“Lop it off,” answered the scout. “I’ll lay a blue stack Bear Paw can follow wherever Silver Heels can lead.”
“This way, then,” cried the girl.
She spurred straight to the side of the defile and started up the dizzy path which the Apaches had climbed some time before.
Arizona is full of difficult country for a horseman; but of all the up-and-down trails the scout ever covered in the saddle, the course Dell led him on the way to Squaw Rock was one of the worst.
Not once during the entire trip were the horses on a level. When they were not standing almost straight up in the air, pawing their way aloft like mountain-goats, they were inclined downward so far that the stirrups touched their ears, and the riders had to brace back in them to keep from sliding over their heads.
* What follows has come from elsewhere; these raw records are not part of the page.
PR #249, opened 2022-02-21
Add Dropdown from Radix-UI

WissenIstNacht:
Adds the proper dropdown component from Radix UI.

### DIFF
--- a/packages/ui-components/__tests__/dropdown.test.tsx
+++ b/packages/ui-components/__tests__/dropdown.test.tsx
@@ -1,0 +1,17 @@
+import React from 'react';
+import {render, screen} from '@testing-library/react';
+
+import {Dropdown} from '../src/components/dropdown';
+
+describe('Dropdown', () => {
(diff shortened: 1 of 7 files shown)


RakeshUP (approved):

sepehr2github (commented):
Thanks, Vali. Clean and well commented. I'm wondering should the drop-down always be a menu? because you rendered a list and added a click event for each of them!

WissenIstNacht:
Hey @sepehr2github, thanks thanks for the review.

> I'm wondering should the drop-down always be a menu? 

I'm not sure I understand this question. What else could it be? Do you have something else in mind?

> added a click event for each of them!

I don't think there's a "click event" per se. There is a `onSelected` event that is provided by the RadixUI library. The list contains the component you want to be rendered, as well as the callback you want to execute when the `onSelect` is triggered. Does that make sense?

sepehr2github (approved):

PR #253, opened 2022-02-22
Chore/Disabled options in ButtonGroup, Link url fixes DAO-701 DAO-592

RakeshUP:
- Makes few tabs in VotingTerminal disabled
- Adds protocol(`http://` - this is the default behaviour in almost every app and also tiptap editor) to links to prevent opening them as relative paths

### DIFF
--- a/packages/web-app/src/components/addLinks/row.tsx
+++ b/packages/web-app/src/components/addLinks/row.tsx
@@ -12,7 +12,11 @@ import styled from 'styled-components';
 import {useTranslation} from 'react-i18next';
 import {Controller, useFormContext, useFormState} from 'react-hook-form';
 
-import {EMAIL_PATTERN, URL_PATTERN} from 'utils/constants';
+import {
+  EMAIL_PATTERN,
+  URL_PATTERN,
+  URL_WITH_PROTOCOL_PATTERN,
+} from 'utils/constants';
 
 type LinkRowProps = {
   index: number;
@@ -21,7 +25,7 @@ type LinkRowProps = {
 
 const LinkRow: React.FC<LinkRowProps> = ({index, onDelete}) => {
   const {t} = useTranslation();
-  const {control, clearErrors, getValues, trigger} = useFormContext();
+  const {control, clearErrors, getValues, trigger, setValue} = useFormContext();
   const {errors} = useFormState();
 
   /*************************************************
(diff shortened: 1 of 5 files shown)


packages/web-app/src/components/addLinks/row.tsx
```diff
@@ -57,6 +61,28 @@ const LinkRow: React.FC<LinkRowProps> = ({index, onDelete}) => {
...
+  const addProtocolToLinks = useCallback(
+    (name: string) => {
+      const url = getValues(name);
+
+      if (
+        new RegExp(URL_PATTERN).test(url) ||
+        new RegExp(EMAIL_PATTERN).test(url)
+      ) {
+        if (
+          new RegExp(URL_PATTERN).test(url) &&
```
Fabricevladimir: I understand why this is being done. Do you think it's perhaps better to limit the user input to only a url that contains the protocol in the first place so that we don't have to do this regex matching multiple times?

Fabricevladimir (approved):
Thanks for the fixes!

packages/web-app/src/components/addLinks/row.tsx
```diff
@@ -57,6 +61,28 @@ const LinkRow: React.FC<LinkRowProps> = ({index, onDelete}) => {
     [linkedFieldsAreValid, t]
   );
 
+  const addProtocolToLinks = useCallback(
+    (name: string) => {
+      const url = getValues(name);
+
+      if (
+        new RegExp(URL_PATTERN).test(url) ||
```
WissenIstNacht: Could you extract the RegExp objects into variables and reuse them? Creating new ones for each test is kind of (unnecessarily) expensive.

WissenIstNacht (changes requested):
Thanks Rakesh!

packages/web-app/src/components/addLinks/row.tsx
RakeshUP: I did this because all the other apps I checked like Notion, Jira, etc adds http:// to every URL without a protocol. Also this is the default behaviour in our Tiptap editor

packages/web-app/src/components/addLinks/row.tsx
RakeshUP: Fixed it

packages/web-app/src/utils/constants.ts
```diff
@@ -26,7 +26,10 @@ export const enum TransferTypes {
 }
 
 export const URL_PATTERN =
-  /^(http:\/\/www\.|https:\/\/www\.|http:\/\/|https:\/\/)?[a-z0-9]+([-.]{1}[a-z0-9]+)*\.[a-z]{2,5}(:[0-9]{1,5})?(\/.*)?$/g;
+  /^(http:\/\/www\.|https:\/\/www\.|http:\/\/|https:\/\/)?[a-z0-9]+([-.]{1}[a-z0-9]+)*\.[a-z]{2,5}(:[0-9]{1,5})?(\/.*)?$/i;
```
WissenIstNacht, line 29: Nice catch. Could have been an annoying bug to find later 👍🏼

WissenIstNacht (approved):

packages/web-app/src/utils/constants.ts
RakeshUP: It already created issues. When I put regex declaration to a constant and reused it, instead of instantiating the regex multiple times, the /g started giving problems and this StackOverflow post saved me. https://stackoverflow.com/questions/2851308/why-does-my-javascript-regex-test-give-alternating-results

PR #256, opened 2022-02-23
Feature/ DAO-696 

sepehr2github:
- add withdraw actions
- create basic actions context

Note: I've tried to create a simple pipeline state structure with proper methods but regarding the best context structure we need a discussion


RakeshUP (approved):
IMO the `Reset Action` button should only clear the states in that particular action. When I have 2 withdraw asset actions and click reset on any, both the form's state is reset. If it makes sense to make another copy of `ConfigureWithdrawForm`, please do. 

But otherwise, this PR is very good. ActionContext 👌👏

packages/web-app/src/containers/actionBuilder/index.tsx
```diff
@@ -0,0 +1,34 @@
...
+ * This Component is responsible for generating all actions that append to pipeline context (actions)
+ * In future we can add more action template like: mint token Component
+ * or custom action component (for smart contracts methods)
+ * @returns List of actions
+ */
+
+const ActionBuilder: React.FC = () => {
+  const {actions} = useActionsContext();
+
+  const actionsComponents = (name: ActionsTypes, index: number) => {
```
Fabricevladimir: Why not make this an actual component with props and such?

packages/web-app/src/containers/actionBuilder/withdrawAction.tsx
```diff
@@ -0,0 +1,103 @@
...
+import {useFormContext} from 'react-hook-form';
+
+import {useActionsContext} from 'context/actions';
+import ConfigureWithdrawForm from '../configureWithdraw';
+
+type Props = {
+  index: number;
+};
+
+const WithdrawAction: React.FC<Props> = ({index}) => {
```
Fabricevladimir, line 19: Because a global form is being used for multiple withdraw actions, the fields (to, amount, etc.) will all refer to same values, meaning when you have multiple withdraws, a change in one will be produced in the other. A solution might be to make each action its own form, maybe?

packages/web-app/src/containers/addActionMenu/index.tsx
```diff
@@ -4,21 +4,19 @@ import {useTranslation} from 'react-i18next';
...
 import {useGlobalModalContext} from 'context/globalModals';
+import {useActionsContext} from 'context/actions';
 import ModalBottomSheetSwitcher from 'components/modalBottomSheetSwitcher';
 
 export enum AddActionItems {
-  ADD_REMOVE_TOKENS = 'ADD_REMOVE_TOKENS',
-  MINT_TOKENS = 'MINT_TOKENS',
-  WITHDRAW_ASSETS = 'WITHDRAW_ASSETS',
-  EXTERNAL_CONTRACT = 'EXTERNAL_CONTRACT',
+  ADD_REMOVE_TOKENS = 'add_remove_address',
```
Fabricevladimir: Small typo? Did you mean `ADD_REMOVE_ADDRESS`?

packages/web-app/src/containers/addActionMenu/index.tsx
```diff
@@ -4,21 +4,19 @@ import {useTranslation} from 'react-i18next';
 import {ActionListItem, IconChevronRight} from '@aragon/ui-components';
```
Fabricevladimir: This one is on me. This should be `ListItemAction` and not `ActionListItem`. There probably is no difference in actual styling, but the `ActionListItem` will be removed since it's no longer in the Components designs. This confusion was introduced when we merged `ListItemMenu` and `ListItemText` into `ListItemAction`. I had forgotten to remove the already present `ActionListItem` component.

packages/web-app/src/pages/newProposal.tsx
```diff
@@ -1,17 +1,71 @@
...
+import {formatUnits} from 'utils/library';
+import {useWalletProps} from 'containers/walletMenu';
+import {TransferTypes} from 'utils/constants';
+import {BaseTokenInfo} from 'utils/types';
+import {fetchTokenPrice} from 'services/prices';
 
 const NewProposal: React.FC = () => {
   const {t} = useTranslation();
-  const formMethods = useForm();
+  const formMethods = useForm<WithdrawFormData>({
```
Fabricevladimir: Using WithdrawFormData here leads to believe that a New Proposal has the same values as a Withdraw and we also lose the actual New Proposal data (Author, title, summary and the rest). Perhaps this should be moved to the Withdraw assets option.

packages/web-app/src/pages/newProposal.tsx
```diff
@@ -1,17 +1,71 @@
...
+    defaultValues,
+    mode: 'onChange',
+  });
+  const {data: tokens} = useDaoTokens('myDaoAddress');
+  const {account}: useWalletProps = useWallet();
+
+  useEffect(() => {
```
Fabricevladimir, line 29: This is an extension of the previous comment. As it is, once the user hits the New Proposal page, the form is populated with `from` and `type` even if the proposal doesn't include an actual Withdraw action.

packages/web-app/src/pages/newProposal.tsx
```diff
@@ -1,17 +1,71 @@
...
+      formMethods.setValue('from', constants.AddressZero);
+      formMethods.setValue('type', TransferTypes.Withdraw);
+    }
+  }, [account, formMethods]);
+
+  /*************************************************
+   *             Callbacks and Handlers            *
+   *************************************************/
+
+  const handleTokenSelect = (token: BaseTokenInfo) => {
```
Fabricevladimir, line 41: Same here, this is not necessary unless the user actually wants to include a Withdraw action. I understand though that Token Menu requires the handler to be on the same page. If we can move the Token Menu to where the withdraw action is actually taking place, we can remove this from here. Better yet, at some point we need to move this handler into the Token Menu itself. There's a lot of duplication going around with `handleTokenSelect` 😄

Fabricevladimir (changes requested):
Thanks Sepehr! Moving the actions into the context as opposed to leaving them in the New Proposal form context very much simplifies things 👍🏾 
Left a couple of comments about the position of things.

packages/web-app/src/containers/actionBuilder/withdrawAction.tsx
sepehr2github: It's just a placeholder somehow. Now the index is accessible for withdraw form and we can use formArreyField later

packages/web-app/src/pages/newProposal.tsx
sepehr2github: We need to fix this based on actions pipeline structure

Fabricevladimir (approved):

Such a rough passage was hard on Cayuse’s tender shoulder, but he would have scorned to make the slightest complaint.
At one place on the devious path there was a cool spring, and here for a space the riders halted, refreshing themselves and their sweltering mounts with a drink.
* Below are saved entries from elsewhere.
PR #259, opened 2022-02-28
Chore/ DAO-706 

sepehr2github:
Fix blow issues: 
- The wallet list form does not complain when a row is empty.
- The wallet list form does not complain when a row has an amount but no wallet address.
- Deleting a row from the wallet list form does not update the total in the footer.
- Selecting an existing token on the second step leaves the "continue" button disabled.
- The stepper shows a wrong number of steps (this is because there are more pages that steps, since the "intro" and the "go live" page count as part of the stepper as well)
- The logo should be center-aligned with the label "Logo"

### DIFF
--- a/packages/web-app/src/components/fullScreenStepper/fullScreenStepper.tsx
+++ b/packages/web-app/src/components/fullScreenStepper/fullScreenStepper.tsx
@@ -13,7 +13,6 @@ import {StepProps} from './step';
 
 export type FullScreenStepperProps = {
   wizardProcessName: string;
-  totalFormSteps?: number;
   children: React.FunctionComponentElement<StepProps>[];
 };
 
@@ -32,12 +31,10 @@ export const useFormStep = () =>
   useContext(FullScreenStepperContext) as FullScreenStepperContextType;
 
 export const FullScreenStepper: React.FC<FullScreenStepperProps> = ({
-  totalFormSteps,
   wizardProcessName,
   children,
 }) => {
   const {t} = useTranslation();
-
   const {currentStep, prev, next, setStep} = useStepper(children.length);
 
   const currentIndex = currentStep - 1;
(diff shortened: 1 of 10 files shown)


packages/web-app/src/pages/createDAO.tsx
```diff
@@ -66,8 +74,14 @@ const CreateDAO: React.FC = () => {
 
   const daoSetupCommunityIsValid = useMemo(() => {
```
Fabricevladimir, line 75: At some point we should try to extract these validators into a hook or the like

Fabricevladimir (approved):
Thanks!

RakeshUP (approved):

packages/web-app/src/components/fullScreenStepper/fullScreenStepper.tsx
```diff
@@ -32,12 +31,10 @@ export const useFormStep = () =>
   useContext(FullScreenStepperContext) as FullScreenStepperContextType;
 
 export const FullScreenStepper: React.FC<FullScreenStepperProps> = ({
-  totalFormSteps,
```
WissenIstNacht, line 35: I'm not sure you're doing yourself a favour by removing this. It was added by Rakesh to take care of forms that had more pages than the form (for example, in the case where there was an intro page, like on the creation flow).

If you keep this remove, you'll walk into trouble in existing flows like the deposit flow. For example, with your current changes, the stepper starts counting from 0. I.e., the "Configure Deposit" step is "step 0 of 2", but it should be "step 1 of 2".

WissenIstNacht (changes requested):
Hey Sepehr, thanks for the awesome work! Validation really is a pain.

Aside from the issue above with the stepper numbers, there's a few more details I've found. Most of them are really small issues. I've separated them into things that need to be changed, and things that we should keep in mind and maybe address later. 

Necessary changes:

- Wallet list:
  - first wallet address input has “Your Wallet” as value intead of placeholder. This leads to problems like: User can not directly paste. Text doesn't vanish on click. Validation doesn't trigger. Etc.
  - Empty addresses rows are currently allowed (i.e., rows with no address AND no token amount). This is not a problem in the form itself. But on the review page, it will count the empty row as an address. I.e., if you enter one valid address and and empty one, it will say "See 3 addresses" on the review. 
  - There's a typo on the double wallet error. Should be "You can't enter an address twice".  That being said, I would use a different copy: “Address must not be reused” (because in the rest of the app errors never speak to the user directly. Also, it’s not only that the user can’t enter the address twice, but any number of times more than one) 
- Review:
  - Entering super long url in links breaks the layout of DAO Metadata component.
  - Fallback DAO icon not shown in DAO Metadata
- Setup Community
  - Using an existing token, and then switch to new token doesn't fully reset the tokens. For example, if you use ANT and then change to create a new Token, the name and Symbol will be "Aragon Network Token" and "ANT". Also, the wallet list component will show the total supply of ANT.

Optional changes:

- Link List:
    - “Links is mandatory” error appears as soon as user starts typing in title. Maybe should only appear when user leaves the field?
- Wallet list:
    - Rounding percentages (equal distribution among 3 addresses gives 33%, which adds up to 99%)
    - Going back to edit a part of the form does not reset the check (I’m not sure if it should, so take this with a grain of salt)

At one place, too, Dell forced Silver Heels to a jump of half a dozen feet over a crevasse; and at another place she made a leap downward over a bluff of twelve feet. Bear Paw and his two riders were always behind, the scout marveling at Dell’s perfect horsemanship.
The girl, it was plain, was entirely at home in the saddle. Was there anything, the scout was asking himself, in which Dell Dauntless did not excel?
Throughout the entire journey it was necessary to keep a keen lookout for enemies, white and red. None were seen, perhaps because none would dare this almost impossible trail.